## REQUIREMENT
Pull every line containing "issues" from the listing below.
#####
PR #639, opened 2018-01-25
Build automation to generate OSC docker image

pravinrajr9:
The build.xml is now updated to support OSC containerization, The user can get the OSC docker image in tar format.  
## Description

The user need to run below command to get OSC as a docker image in tar format
go to osc-core
`ant dockerimage`
The docker image will  be generated in Build-xxx directory in a tar format
## Motivation and Context

To support OSC Containerization
## How Has This Been Tested?

Tested Manually
## Types of change

- [ ] Bug fix (non-breaking change which fixes an issue)
- [X] New feature (non-breaking change which adds functionality)

## Checklist:

- [X] My code follows the [Code style guidelines](https://github.com/opensecuritycontroller/community/blob/master/development/eclipse.md) of this project

### DIFF
--- a/build.xml
+++ b/build.xml
@@ -177,7 +177,7 @@
     <target name="createDockerImage" description="create docker image">
         <exec executable="docker" resultproperty="tar.result">
             <arg value="pull" />
-            <arg value="centos:7" />
+            <arg value="centos:latest" />
         </exec>
         <exec executable="docker" resultproperty="tar.result" dir="docker/">
             <arg value="build" />
--- a/build.xml
+++ b/build.xml
@@ -19,7 +19,7 @@
 
 	<property name="image-format" value="vmdk_only" />
 	<target name="ovf" depends="build,ovfOnly,ovfCopy" description="build all and generate vmidc ovf" />
-
+        <target name="dockerimage" depends="build,dockerImageBuild,clean" description="build all and generate docker image in tar" />
 	<target name="build" depends="deleteJavaJre">
 		<echo>Ant version: ${ant.version}</echo>
 		<echo>Ant Java/JVM version: ${ant.java.version}</echo>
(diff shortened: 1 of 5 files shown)


pravinrajr9:
@sudhirappaji @arvindn05  please review

build.xml
```diff
@@ -19,7 +19,7 @@
 
 	<property name="image-format" value="vmdk_only" />
 	<target name="ovf" depends="build,ovfOnly,ovfCopy" description="build all and generate vmidc ovf" />
-
+        <target name="dockerimage" depends="build,dockerImageBuild,clean" description="build all and generate docker image in tar" />
```
sudhirappaji: why can't we separate out the build.xml for the container?

build.xml
```diff
@@ -132,17 +132,76 @@
...
+        <!-- Version examples: 1.0.0-SNAPSHOT, 1.0.0, etc -->
+        <exec outputproperty="releaseVersion" dir="." executable="sh">
+            <arg value="-c" />
+            <arg value="git describe --abbrev=0 | tr -d v" />
+        </exec>
+        <echo>Full Version: ${fullVersion}</echo>
+        <echo>Version: ${releaseVersion}</echo>
+    </target>
+
+    <target name="dockerImageBuild" depends="prodVersion,createBuildDir,copyAndUnzipServerUpgradeBundle,copyServerUpgradeBundle,createDockerImage" description="Copy result files to build dir">
```
sudhirappaji: I see duplication of logic and it is better to keep separate xml for docker image automation process.

build.xml
```diff
@@ -132,17 +132,76 @@
...
+        </zip>
+    </target>
+
+    <target name="checkServerUpgradeBundleExist">
+        <available file="docker/serverUpgradeBundle*.zip" property="isServerUpgradeBundleExist"/>
+    </target>
+
+    <target name="deleteOldServerUpgradeBundle" depends="checkServerUpgradeBundleExist" if="isServerUpgradeBundleExist">
+        <delete>
+            <fileset dir="docker/" includes="serverUpgradeBundle-*.zip" />
```
sudhirappaji: Can we have configuration items defined, where we can specify the folder names? rather than hard-coding it. Later on when we start to use Kolla Container, it would be easy to change in configuration file, rather than in the build file. also it is easier to maintain.

build.xml
```diff
@@ -132,17 +132,76 @@
...
+
+    <target name="clean" >
+        <delete file="docker/serverUpgradeBundle-${fullVersion}.zip"/>
+        <delete dir="docker/opt" />
+    </target>
+
+    <target name="createDockerImage" description="create docker image">
+        <exec executable="docker" resultproperty="tar.result">
+            <arg value="pull" />
+            <arg value="centos:7" />
```
sudhirappaji: why is the version specified? I presume we use latest available centos from centos repository.

docker/Dockerfile-osc-base
```diff
@@ -0,0 +1,25 @@
+FROM centos:7
+
+MAINTAINER Arvind Nadendla <arvindn05@gmail.com>
+
+ENV http_proxy http://proxy-chain.intel.com:911
```
sudhirappaji: proxy cannot be hardcoded, rather it should be placed in configuration. or we add a note, so that user can change to no-proxy or relevant proxy depending on the need.

docker/Dockerfile-osc-base
```diff
@@ -0,0 +1,25 @@
...
+ENV https_proxy https://proxy-chain.intel.com:912
+
+RUN yum update -y && \
+yum install -y wget && \
+wget --no-check-certificate --no-cookies --header "Cookie: oraclelicense=accept-securebackup-cookie" http://download.oracle.com/otn-pub/java/jdk/8u161-b12/0da788060d494f5095bf8624735fa2f1/jre-8u161-linux-x64.rpm && \
+yum localinstall -y jre-8u161-linux-x64.rpm && \
```
sudhirappaji: do we need to hardcode the jre version? can this be part of the configuration?

build.xml
pravinrajr9: Done, now docker pulls latest centos image from docker repository

docker/Dockerfile-osc-base
pravinrajr9: Done, I created a new proxy.sh file, where user can configure proxy settings

docker/Dockerfile-osc-base
pravinrajr9: I need to figure out better approach. There is no installer command for oracle java jre in CentOS.

build.xml
pravinrajr9: @sudhirappaji  I followed legacy approach for building the image within osc-core.  Since osc-core can contain only one build.xml file, it may also confuse user if we have multiple build.xml files in same module. Please re-consider and let me know for further changes.

sudhirappaji: combining both methods into one does not help... it is better to separate. lets get opinion from Arvind and Emanoel, how they look at this?

arvindn05: given that ovf build xml's will be removed shortly, i would go with whatever is quickest to implement. To sudhir's poiint, Please keep an eye out so that we are able to strip out the ovf build portions easily without impacting the new docker portions use sections of the file etc

pravinrajr9:
Adding shutdown operation when new OSC internal keypair is replaced, @sudhirappaji please review.

PR #644, opened 2018-02-08
Adding support for docker build in travisCI

pravinrajr9:
## Description

Adding support for docker build in travisCI
## Motivation and Context

To check docker image build automation through Travis CI
## How Has This Been Tested?

Manually testet
## Types of change

- [ ] Bug fix (non-breaking change which fixes an issue)
- [X] New feature (non-breaking change which adds functionality)

## Checklist:

- [ ] My code follows the [Code style guidelines](https://github.com/opensecuritycontroller/community/blob/master/development/eclipse.md) of this project


docker/Dockerfile-osc-base
```diff
@@ -2,24 +2,42 @@ FROM centos:latest
...
-COPY proxy.sh /etc/profile.d/
-
-RUN source /etc/profile.d/proxy.sh && \
-yum update -y && \
+RUN yum update -y && \
 yum install -y wget && \
 wget --no-check-certificate --no-cookies --header "Cookie: oraclelicense=accept-securebackup-cookie" http://download.oracle.com/otn-pub/java/jdk/8u162-b12/0da788060d494f5095bf8624735fa2f1/jre-8u162-linux-x64.rpm && \
 yum localinstall -y jre-8u162-linux-x64.rpm && \
 rm -rf jre-8u162-linux-x64.rpm && \
+wget --no-check-certificate --no-cookies --header "Cookie: oraclelicense=accept-securebackup-cookie" http://download.oracle.com/otn-pub/java/jdk/8u162-b12/0da788060d494f5095bf8624735fa2f1/jdk-8u162-linux-x64.rpm && \
```
arvindn05: oracle JDK cannot be distributed as a docker image. Please use JRE only.

pravinrajr9: @arvindn05 maven command do not build OSC if we use jre, I think we can remove the jdk once the OSC is built.

arvindn05: this puts JDK into the docker image file. we cannot have that. Compiling of OSC happens outside of docker so we should not required JDK within the docker.

arvindn05: ok. can we use multi stage build for building OSC? 

If you are not using multi stage build, we dont need to build osc in the docker image.

also travis is failing.

pravinrajr9: Now I have removed the OSC build part in docker image.  
I thought of making multi stage build. Problems with multistage build are travis generates the log exceeding 4Mb which causes travis build to fail, its a limitation in travis, need to make extra work around for it and also the kolla uses docker version  that does not support multi stage build.  The reason for travis build failure was due to exceeding log output since OSC is built two times once for jacoco analysis and another inside docker image.

.travis.yml
```diff
@@ -47,5 +56,10 @@ script:
       else
         mvn org.jacoco:jacoco-maven-plugin:prepare-agent install org.jacoco:jacoco-maven-plugin:report sonar:sonar;
       fi
+
+    - export http_proxy=""
+    - export https_proxy=""
+    - ant dockerimage
```
arvindn05: looks like we are building OSC twice. 

We should just be able to build OSC once(with `mvn org.jacoco:jacoco-maven-plugin:prepare-agent install org.jacoco:jacoco-maven-plugin:report sonar:sonar`) and add the output binary to the docker image.

docker/Dockerfile-osc-base
```diff
@@ -2,21 +2,17 @@ FROM centos:latest
...
-yum update -y && \
+RUN yum update -y && \
 yum install -y wget && \
 wget --no-check-certificate --no-cookies --header "Cookie: oraclelicense=accept-securebackup-cookie" http://download.oracle.com/otn-pub/java/jdk/8u162-b12/0da788060d494f5095bf8624735fa2f1/jre-8u162-linux-x64.rpm && \
 yum localinstall -y jre-8u162-linux-x64.rpm && \
 rm -rf jre-8u162-linux-x64.rpm && \
 yum install -y iproute && \
 yum install -y graphviz && \
-rm -rf /var/cache/yum
+rm -rf /var/cache/yum
```
arvindn05: extra space

.travis.yml
```diff
@@ -47,5 +52,12 @@ script:
       else
         mvn org.jacoco:jacoco-maven-plugin:prepare-agent install org.jacoco:jacoco-maven-plugin:report sonar:sonar;
       fi
+
+    - cp target/serverUpgradeBundle.zip docker/
+    - cd docker
+    - unzip serverUpgradeBundle.zip
+    - docker build -f Dockerfile-osc-base . -t osc-base-image:osc-base
```
arvindn05: can we just execute `createDockerImage` ant target here? we are pretty much doing the same thing here manually

arvindn05:
@pravinrajr9 Please make sure the changes above can be used by jenkins to generate container images as well. Is this being validated on the BLR jenkins or the SC Jenkins?

pravinrajr9:
Hi @arvindn05, this has not been validated through Jenkins. Will validate it

Issue #632, opened 2018-01-09
Security Group VM members unable to sync with OpenStack


pravinrajr9:
### Description
Security Group VM Member is not able to sync with OpenStack.
When a Security group is created with one or more VMs and when the VM is deleted through OpenStack Horizon, this should decrement the No of VM members count in Security group. The sync functionality passes and also fails. This Happens only with OpenStack Pike Version.

### Expected Behavior
The Security Group VM member should be deleted.
In the code SecurityGroupMemberDeleteTask function should be called
![image](https://user-images.githubusercontent.com/30862177/34730184-ac817b34-f584-11e7-912f-87ec4002d91e.png)

### Actual Behavior
The Security Group VM member port is deleted, VM member is not deleted.
In Code SecurityGroupMemberVmUpdateTask function is called.
![image](https://user-images.githubusercontent.com/30862177/34730245-d60f7596-f584-11e7-86f4-ef30f1f8cd24.png)

### Steps to Reproduce
1. Create VC with NSC as pluging
2. Create SG with any no of VMs
3. Go to OpenStack Horizon and delete the same VM
4. Check the Security group VM member count
To reproduce the bug, create SG with more than one VM, and repeat step 3 multiple times until the bug is found

### Additional Information
Workaround manually click sync button in Security group panel, the VM member count is updated.

### Environment
- OSC Version/Build: Version: 0.8.0 (Build:1-g62f2b90, 2017-12-01T19:51:38Z)
- Cloud Provider Info:
- Plugin Info:
- Other:  OpenStack Pike

### Status
- [ ] Reproduced
- [ ] In Progress
- [ ] Validated     =>    Verified in Version/Build: 

[ServerSupportBundle (10).zip](https://github.com/opensecuritycontroller/osc-core/files/1615775/ServerSupportBundle.10.zip)

sudhirappaji:
@bmmukund , please investigate and if needed, discussed with Dmitry.

bmmukund:
I am looking into this issue.

dmitryintel:
A sure way to reproduce is to create 4 or 6 servers, add them to the security group, and then delete them from command line on openstack in quick succession: 
```
(openstack) server delete vm1
(openstack) server delete vm2
(openstack) server delete vm3
(openstack) server delete vm4
```

dmitryintel:
[...]

PR #645, opened 2018-03-02
Add job buffering for sgsync jobs on RabbitMq Port messages

dmitryintel:
## Description
Upon RabbitMQ messsage about changing ports in openstack, a security group which protects those ports should be synchronized. If we delete multiple protected vms from openstack in quick succession, the SG in the OSC database does not reflect the correct number of the remaining vms.

This was reported in [issue 632](https://github.com/opensecuritycontroller/osc-core/issues/632).

## Motivation and Context

The Security Group membership in OSC should reflect the correct state of the actual openstack. When we delete a single vm from openstack, a RabbitMQ message is sent to OSC and it kicks off a SG Sync job. 

However, if we delete multiple ports, multiple sync jobs are attempted and the way the code is written, later submission attempts fail. Then the last successful sync job may have run without taking into account some VM deletions. This results in the Security Group object not knowing about some of its members missing.

An obvious workaround is to just press the Sync button when the dust settles, but we can buffer sync requests as shown in this PR.

## How Has This Been Tested?
Tested with ISM and NSC plugins. 

- Created a SG with several (5 to 7) vm members. 
- Binded. 
- Deleted several vms, one by one from openstack command line. Command line  allows us to do it very quickly.

## Types of change

`OsPortNotificationListener` buffers multiple sync requests. All we have to do is make sure a good sync job is started after changes have stopped coming in.

- [x] Bug fix (non-breaking change which fixes an issue)

## Checklist:

- [ ] My code follows the [Code style guidelines](https://github.com/opensecuritycontroller/community/blob/master/development/eclipse.md) of this project

### DIFF
--- a/osc-server/src/main/java/org/osc/core/broker/rest/client/openstack/vmidc/notification/listener/OsPortNotificationListener.java
+++ b/osc-server/src/main/java/org/osc/core/broker/rest/client/openstack/vmidc/notification/listener/OsPortNotificationListener.java
@@ -16,6 +16,8 @@
  *******************************************************************************/
 package org.osc.core.broker.rest.client.openstack.vmidc.notification.listener;
 
+import static org.osc.core.broker.rest.client.openstack.vmidc.notification.listener.OsSyncJobSubmitter.triggerSGSync;
+
 import java.util.List;
 
 import javax.persistence.EntityManager;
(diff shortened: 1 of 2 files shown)


arvindn05:
as discussed, the solution for the problem would be to enable granular sync at the member level instead of SG level. Please add the comments discussed and close this pull request.

dmitryintel:
Closing the PR for now. Bug to be addressed as a larger story at some later point. See issue #

dmitryintel:
Closing the PR for now. Bug to be addressed as a larger story at some later point. See issue [#632](https://github.com/opensecuritycontroller/osc-core/issues/632).

dmitryintel:
Done. https://github.com/opensecuritycontroller/osc-core/pull/645
Commented on issue. Issue itself not closed.

Dmitry.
#####
## ANSWER SPACE
This was reported in [issue 632](https://github.com/opensecuritycontroller/osc-core/issues/632).
Closing the PR for now. Bug to be addressed as a larger story at some later point. See issue [#632](https://github.com/opensecuritycontroller/osc-core/issues/632).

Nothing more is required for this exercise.